There were a couple of exceptions, though. Barkha Dutt called the repeal of the farm laws “stunning” on her Mojo story. She, however, insisted that the Prime Minister had “apologised” while making the announcement and that it was not the time “to blame anybody”. “This is clearly an election strategy,” she said, adding, “More than stunning his critics, he has stunned his supporters today.” On her show, veteran journalist Tavleen Singh stated, “The Bhakts of Modi are not on the same page as the Prime Minister.”

Away from the din was Ravish Kumar on NDTV India. His half- hour programme that evening discussed everything that had to be said. While other channels happily recounted “Modi’s tapasya” (penance), and his qualities of love, affection and kindness, Ravish burst holes in the narrative by pointing out that if the Prime Minister had been a paragon of good qualities, why had he not met the farmers even once or condoled the deaths all these months or why had he not driven down to the Delhi border to assuage the hurt feelings of the protesting farmers. Pointing out the politics behind the decision, he said, “Tell all those who want one nation-one poll about this. If it were not for Uttar Pradesh and Punjab elections, the laws probably won’t have been revoked.”
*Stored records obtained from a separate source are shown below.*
PR #171, opened 2023-04-06
Standardize loading & retrieving environment variables

vlagrassa:
- Get vars using `get_env_var`, which checks that environment and variable are both defined, as well as string Template conversions
- Load environment with `load_env`, which tracks whether env is already loaded and which throws a unique error if load fails
- Move utility functions to `utils/env.py`, for interpreting & logging environment variables


vlagrassa:
(I've tested the new Indel Finder module locally, and can confirm the new code works as expected)

r-vieira (approved):
Looks good.

PR #172, opened 2023-04-11
Added layout for People page

natalieroman:


src/modules/site-v2/templates/about/people.html
```diff
@@ -1,83 +1,123 @@
...
-
+        <div class="col col-md-9 mt-5">
+            <!-- Staff section -->
+            <div class="row">
+                <h2 id="staff">Staff</h2>
+            </div>
+            <!-- /Row -->
+            <div class="row row-cols-1 row-cols-md-3 g-5 mb-5">
+                <!-- Card Column -->
+                {% for p in profiles['staff'] %}
```
r-vieira, line 36: @vlagrassa - instead of `profiles['staff']` we should use a more defensive approach and have something like `profiles.get('staff', [])`. This will not break if the key is missing.

src/modules/site-v2/templates/about/people.html
```diff
@@ -1,83 +1,123 @@
...
+            <!-- /Row -->
+            <!-- /Staff section -->
+            <!-- Scientific Advisory Committee section -->
+            <div class="row">
+                <h2 class="mt-5" id="SAC">Scientific Advisory Committee</h2>
+            </div>
+            <!-- /Row -->
+            <div class="row row-cols-1 row-cols-md-3 g-5 mb-5">
+                <!-- Card Column -->
+                {% for p in profiles['committee']|sort(attribute='last_name') %}
```
r-vieira, line 73: @vlagrassa same here (use `profiles.get(..., [])`)

src/modules/site-v2/templates/about/people.html
```diff
@@ -1,83 +1,123 @@
...
+            <!-- /Row -->
+            <!-- /Staff section -->
+            <!-- Collaborators section -->
+            <div class="row">
+                <h2 class="mt-5" id="collaborators">Collaborators</h2>
+            </div>
+            <!-- /Row -->
+            <div class="row row-cols-1 row-cols-md-3 g-5 mb-5">
+                <!-- Card Column -->
+                {% for p in profiles['collaborators']|sort(attribute='last_name') %}
```
r-vieira, line 99: @vlagrassa  here too.

r-vieira (approved):
looks good!

vlagrassa:
Fixed lookups in new branch - see https://github.com/AndersenLab/CAENDR/pull/177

Also read: ‘A victory for democracy’

He also pointed out how throughout the year, the ruling party’s Ministers, MPs and MLAs had hurled allegations against the farmers and had even dubbed them Khalistanis. “Even then in his address to the nation, Modi did not express regret at any deaths or apologise to the farmers for the hardships caused by the government’s decision to bring in the farm laws but confined himself to expressing his inability to explain or convince the farmers of the positive aspects of the laws,” Ravish said, asking his reporters to speak to the family members of the farmers who had laid down their lives for the cause.

He was the only one to give credit to the women of Shaheen Bagh for showing farmers the way. “They sat on a peaceful protest and showed the nation that it was possible to fight for rights within the Constitution of India,” he said.

Ravish and Burkha Dutt were the voices of sanity in the cacophony of praises for the Prime Minister’s decision to repeal the laws. The media seemed more eager than the ruling party’s MPs to further the government narrative and paint the opposition in in a bad light. Arnab said it loud and clear, others in muted or distracted voices. At the end of Guru Parb, the electronic media, barring honourable exceptions, lived up to its reputation of being a cheerleader for Modi.